We have Eelpout up north.head looks like catfish and the body looks like a Eel.

And that is true. Actually,lol.


----------



## swmnhay (Jun 13, 2008)

Trip was pretty good.15 walleye,13 pearch,5 blue gills.between 2 of us.


----------



## stack em up (Mar 7, 2013)

I remember watching a Minnesota Bound tv show with Ron Schara, and it was all about eelpout. There is 30 minutes of my life I will never get back....

There is an eelpout festival in some town in norther MN, but can't for the life of me remember which one.


----------



## Vol (Jul 5, 2009)

swmnhay said:


> Trip was pretty good.15 walleye,13 pearch,5 blue gills.between 2 of us.


What ?? no eelpout.?

REgards, Mike


----------



## swmnhay (Jun 13, 2008)

https://fbcdn-sphotos-g-a.akamaihd.net/hphotos-ak-xpf1/v/t1.0-9/10408152_10153134324423996_4053502880931175246_n.jpg?oh=f26107b55012106a34eb65dbb956455b&oe=558311D6&__gda__=1433390505_076b6412ff766e88ce35dd3deef7f872


----------



## swmnhay (Jun 13, 2008)

stack em up said:


> I remember watching a Minnesota Bound tv show with Ron Schara, and it was all about eelpout. There is 30 minutes of my life I will never get back....
> 
> There is an eelpout festival in some town in norther MN, but can't for the life of me remember which one.


Walker,Mn on Leech Lake I think??.


----------



## stack em up (Mar 7, 2013)

swmnhay said:


> Walker,Mn on Leech Lake I think??.


Damn you're smart. My wife still doesn't believe me there is such a thing as eelpout.


----------



## deadmoose (Oct 30, 2011)

Just an excuse to have a few beers on the lake.


----------



## swmnhay (Jun 13, 2008)

stack em up said:


> Damn you're smart. My wife still doesn't believe me there is such a thing as eelpout.

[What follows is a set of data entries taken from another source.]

PR #324, opened 2020-09-23
simulators/ethereum/eth: add eth protocol test suite

renaynay:
This PR adds the eth protocol test suite to hive. 

Run it with the following cmd:
```bash 
./hive --sim ethereum/eth --sim.rootcontext --client <client>_<branch> --docker-noshell
```


renaynay:
- geth working
- besu requests headers and disconnects
- nethermind docker container doesn't build
- openethereum needs protocol version 64
- trinity doesn't build

renaynay:
update: 

- besu working
- openethereum has a bug? (wrong forkID in status and immediately sends PING upon fresh peer connection)
- nethermind can't import chain from chain.rlp file
- parity EOF issue on connecting
- trinity cannot import chain, also for some reason does not support eth 64 (but supports eth63 and eth65)

simulators/ethereum/eth/Dockerfile
```diff
@@ -0,0 +1,20 @@
+# This simulation runs various graphql tests
```
holiman, line 1: Does it?

holiman (commented):
Minor nitpick, otherwise LGTM

simulators/ethereum/eth/Dockerfile
renaynay: No it does not :) you caught me copy pasting.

Only reason I knew that is I stayed there for a few days snowmobileing.There was/is?? Also a eelpout factory there that processed them.A lady here always wanted us to bring them back if we caught any on Lake of the Woods.She would clean them removing a bad strip of meat before cooking them.Or maybe it was that she just saved a godd strop of meat.?lol.The y will actually wrap around your arm like a snake.I hate snakes and cut the line when I caught one dropping the eelpout back down the hole


----------



## stack em up (Mar 7, 2013)

No good things could come of anything that is part catfish. Never caught eelpout and for that I'm thankful!


----------



## deadmoose (Oct 30, 2011)

They say it is a delicacy and tastes like lobster. I think I caught one once. Ugly.


----------



## swmnhay (Jun 13, 2008)

deadmoose said:


> Just an excuse to have a few beers on the lake.


Yep!


----------